***** RECORDS SHOWN

Issue #1164, opened 2024-12-16
[Bug]: VLC source  NDI Filter  out of sync


lifei7408:
### Is there an existing issue for this?

- [X] I have searched the existing issues and did not find a similar issue

### This bug exists on the latest available release of DistroAV and supported environment?

- [X] I have checked this bug still exist on the latest available version of DistroAV
- [X] I have checked that my OS / OBS / NDI versions are supported

### OBS Log [URL] - Important!

https://obsproject.com/logs/sW8FOLSphDHvgWYJ

### Issue reported - Current Behavior

When using the VLC source, the sound and video output by the NDI Filter are out of sync, and the audio leads the video by about 1 second.

### Expected Behavior

Audio and video synchronization

### Steps To Reproduce

Install plugin DistroAV.
using the VLC source.
Set up NDI Filter.
play meidia in VLC source.
Use ndi monitr to receive

### Environment

```markdown
- OS:windows 10 22H2
- OBS:31.0.0
- DistroAV: 6.0.0
- NDI:6.0.1
```

### Pre-Check for Bug Report

- [X] I am able to reproduce the bug following the steps provided above
- [X] I have confirmed this bug exist on more than one device/computer
- [X] I have tested using a new scene collection to reproduce the issue
- [X] I have tested on a 'clean' OBS installation (aka with no other scripts or plugin installed)

BitRate27:
If you record the VLC video source in OBS, do you still see the delay?

lifei7408:
> If you record the VLC video source in OBS, do you still see the delay?

no delay！

and  distroAV NDI  Main output  no delay too

RayneYoruka:
Since this is solved lets close this issue x)

Trouffman:
This seems to be a performance limitation on your system and mostly a playback performance issue.

Make sure to check that VLC use hardware acceleration as well.

As this is not related to the plugin we will close this issue.

BitRate27:
I have been trying to duplicate this issue. I setup two sources, one as a media player source, and one as a VLC source. I chose the same file. On each source I added a dedicated NDI output filter.  For media player, I saw a 1/2 second sync issue between the audio and video when viewing the dedicated output in NDI Studio Monitor. For the VLC, I got no video or audio output from the dedicated filter.

I would be curious if [lifei7408](https://github.com/lifei7408) sees the same delay when using a media player source. 

[...]

PR #1172, opened 2024-12-24
Synchronize VLC audio with video in dedicated NDI output filter

BitRate27:
This is to fix issue [1164](https://github.com/DistroAV/DistroAV/issues/1164).

The video output by a dedicated NDI output filter when added to a VLC source showed a 1.777 second delay compared to the audio. 

This was happening because of two problems in the ndi-filter.cpp code:
1. The timestamp of the video was being overridden by the current time in ndi_filter_offscreen_render. 
2. The NDI library was not told to synchronize the audio and video when the sender was created.

It appears as though the problem was unique to VLC. When the filter was put on a Media Source with the same file, everything was in sync. VLC is delivering video to OBS at a delayed offset and no effort was being done to resync the audio and video in the filter. In fact the filter was actually overwriting the video time stamps making it impossible to synchronize on output.

Another by product of this bug was with 60fps VLC sources. Audio was only being sent through randomly, mostly not at all. So with this fix, 60fps video is output with the correct sound, and in sync.

### DIFF
--- a/src/ndi-filter.cpp
+++ b/src/ndi-filter.cpp
@@ -200,7 +200,7 @@ void ndi_filter_offscreen_render(void *data, uint32_t, uint32_t)
 
 		video_frame output_frame;
 		if (video_output_lock_frame(f->video_output, &output_frame, 1,
-					    os_gettime_ns())) {
+					    obs_get_video_frame_time())) {
 			if (f->video_data) {
 				gs_stagesurface_unmap(f->stagesurface);
 				f->video_data = nullptr;
@@ -241,8 +241,8 @@ void ndi_filter_update(void *data, obs_data_t *settings)
 		send_desc.p_groups = groups;
 	else
 		send_desc.p_groups = nullptr;
-	send_desc.clock_video = false;
-	send_desc.clock_audio = false;
+	send_desc.clock_video = true;
+	send_desc.clock_audio = true;
 
 	if (!f->is_audioonly) {
 		pthread_mutex_lock(&f->ndi_sender_video_mutex);


Trouffman:
Did you test with other filter (without VLC) does this impact the Sync as well?

My understanding for the review is that :
- The Sync for the filter was done with the wrong time stamp (general time instead of the frame time)
- No sync for filter (This reminds me a ticket( very old one - but could not find it back.)

BitRate27:
I tested that the media source still works correctly with the fixed dedicated ndi filter.

BitRate27:
@Trouffman brought up that the obs_get_video_frame_time() method is not part of the official OBS API. This is also true for all of the video_* methods called in the offscreen_render callback. This non-supported video-io API is used for dedicated filter output of NDI so that OBS does the format conversion and we can output the NDI in a common format, the one supported by OBS main output. If we don't use that hidden API, then we need to do the conversion of whatever source the filter is on, to a format supported by NDI. Also, by tagging on to the main OBS output, we are taking advantage of the syncing of audio and video OBS is doing. So in addition to format conversion, we need to sync the audio and video.

Trouffman:
As @BitRate27 pointed out, most of the code and function used for the filter, are made on "deep" OBS function ( not the one for the documented API).

This means, we can only "fix" things this way.
Ultimately we need to clean the code but this is not the goal of this PR.

Left to do : test this PR with other source (than VLC) to not break something else.

Also need to check if this would solve some of the issues mentioned at : https://github.com/norihiro/obs-async-audio-filter/tree/main#recommended-settings

BitRate27:
My Windows testing continues...I found two other sources, in addition to VLC, which output audio and video: Media Source and NDI Source.

Using these files (60fps and 30fps) as input to the Media and VLC sources:

https://github.com/user-attachments/assets/e3bc8763-1c51-4fc5-b621-2cd315214f4c
https://github.com/user-attachments/assets/f9a636dd-b7fa-47b6-bd01-b6baf3712daf

I visually monitored the dedicated NDI filter output in Studio Monitor, and recorded the main output to a file, where I viewed the recording in Windows Media Player. In all cases: 30/60 fps x 3 sources x NDI and recorded = 12 combinations. The video played in sync visually in all cases.

Testing the recording made sure locking the frame with video_frame_time on the main output did not change the behavior of the main output.

BitRate27:
Looking in detail at the delay of the video for the main output for all 3 sources before (Orig) and after (Fix):
image

This shows that with the fix, the NDI source video delay is the same, the VLC video delay is about 30ms less, and the Media video is about 70ms more delayed. The shortest delay before the fix was about 130ms for Media source.

To give a since of size here, the VLC NDI output had a 1777ms delay, with this fix it is down to less than 200ms.

PR #1186, opened 2025-01-18
Wait for all NDI sources before filling out source list

BitRate27:
Sometimes NDI sources do not appear in the NDI sources list in the properties dialog for DistroAV. Overtime they will eventually appear. Newly added sources from newly attached devices seem to be the ones that are missing. It has been hard to duplicate a repeatable sequence.

This PR changes the way we use the find API in NDI SDK. Instead of creating the find when the source is created, we create the find everytime the user opens the properties dialog. Also, we loop through the find until we find no more sources, then fill in the list.

This change is based on the examples provided in the NDI Advanced SDK.


Trouffman (commented):
Thanks for the PR. Only challenge I see is that it delays the display of the dialog box and will impact user-experience.

Delays will ALWAYS be of 1sec then 1sec extra everytime there is a source being discovered.

Lookign to find a way to update while not impacting the loading time of the dialog box.

BitRate27:
Here is what it says about this in the NDI SDK:

_It is important to understand that mDNS discovery might take some time to locate all network sources. This means that an ‘early’ return to NDIlib_find_get_current_sources might not include all the sources on the network; these will be added (or removed) as additional or new sources are discovered. It commonly takes a few seconds to discover all sources on a network._ https://docs.ndi.video/all/developing-with-ndi/sdk/ndi-find

Waiting is the proper thing to do, otherwise the user will waste time trying to track down connectivity issues including firewalls, when really it was just a matter of waiting. 

Also, timing tests have shown that the wait function only waits the full wait time when no new ones were found.  On a typical launch of the properties dialog, the wait times were 1ms, 6ms and then 1000ms for the last one. 

We could reduce the time down to 500ms, but they say a few seconds is needed. I could also add a refresh source list button and do the proper wait. In any event, I think a lot of problems people are having with the firewall is that we are not waiting long enough for the sources to show up.
Please let me know how to proceed with getting this change in place.

Trouffman:
I agree we should allow for some "extra time" whenever possible, but this cannot be at the expense of the UI loading.

Also referring to the documentation : 
"For applications that wish to list the current sources in a user interface menu, the recommended approach would be to create an NDIlib_find_instance_t instance when your user interface is opened and then – each time you wish to display the current list of available sources – call NDIlib_find_get_current_sources."

Which is why maintaining the list in "ndi_find" at the plugin level (and not at the source) would make sense.
> we can either have a "recurring" check for new source ( in background ), or this to be triggered for "extra check of new source" at different times (a function like "refresh source discovery" ?)

Delaying the UI display because we look for source will impact the user experience and make it look "sluggish". Which is why the "refresh source list" or "detect sources" button would be a preferred option overall.

Suggestion for now :
- implement ndi source finder at plugin level (load with plugin load, destroy at plugin unload)
- Have a function to "refresh the list" that can be called a different places of the plugin.
- Find a good place to call this refresh / wait on sources (even better if this is in the background) > for now we can keep it when launching the dialog box for lack of a better location.

Trouffman:
> Another option is to spin off a thread to do the waiting and update the properties list. This way the dialog is not delayed, but when or if the user has decided to select a source, the list will be complete. Adding a refresh button would merely spin off the same thread. The thread would end as soon as a complete list is received.

This would be a good option IMHO.

This way: 
- list of available source is updated at regular interval
- No delay in the UI

BitRate27:
I updated the PR to spin off a thread to wait for all the sources to be located. A new class was created called NDIFinder which has one public method called getNDISourceList. The method will return a list immediately if the list it has is less than 5 seconds old. Otherwise, a thread is created where it waits for all NDI sources to show up, waiting at most 1 second. When no new sources show up, a callback provided in the getNDISourceList call, is called with the list NDI names.

Trouffman (approved):
Tested locally on a MacBok Air. The behavior that needed to addressed seems to be fixed.
Also tested with test Pattern and a variety of source, did not had issue either.

Trouffman:
Tested on OBS31.0.3 on MacOS 15.4 / Windows 11 / Ubuntu 24.04 - no issues - assumed good.

Issue #1196, opened 2025-02-09
[Bug]: Changing profile with different canva/output resolution does not update the output/filter


Trouffman:
### Is there an existing issue for this?

- [x] I have searched the existing issues and did not find a similar issue

### This bug exists on the latest available release of DistroAV and supported environment?

- [x] I have checked this bug still exist on the latest available version of DistroAV
- [x] I have checked that my OS / OBS / NDI versions are supported

### Issue reported - Current Behavior

Changing a profile with a different output resolution does not update the output.

### Expected Behavior

All stream stop and are reloaded with the output resolution set on the profile.

### Steps To Reproduce

Tested on Windows 11 only for now.

Have 2 profile with each different "Output (scaled) resolution"

1. Open OBS
2. Enable NDI Output
3. Monitor the Feed (NDI Monitor or another OBS)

**********

■ YOUR OBJECTIVE: Where the line holding "Wait for all NDI" appears in the listing above, start reproducing exactly, and end with the line holding "Here is what".

■ RESPONSE:
Wait for all NDI sources before filling out source list

BitRate27:
Sometimes NDI sources do not appear in the NDI sources list in the properties dialog for DistroAV. Overtime they will eventually appear. Newly added sources from newly attached devices seem to be the ones that are missing. It has been hard to duplicate a repeatable sequence.

This PR changes the way we use the find API in NDI SDK. Instead of creating the find when the source is created, we create the find everytime the user opens the properties dialog. Also, we loop through the find until we find no more sources, then fill in the list.

This change is based on the examples provided in the NDI Advanced SDK.


Trouffman (commented):
Thanks for the PR. Only challenge I see is that it delays the display of the dialog box and will impact user-experience.

Delays will ALWAYS be of 1sec then 1sec extra everytime there is a source being discovered.

Lookign to find a way to update while not impacting the loading time of the dialog box.

BitRate27:
Here is what it says about this in the NDI SDK:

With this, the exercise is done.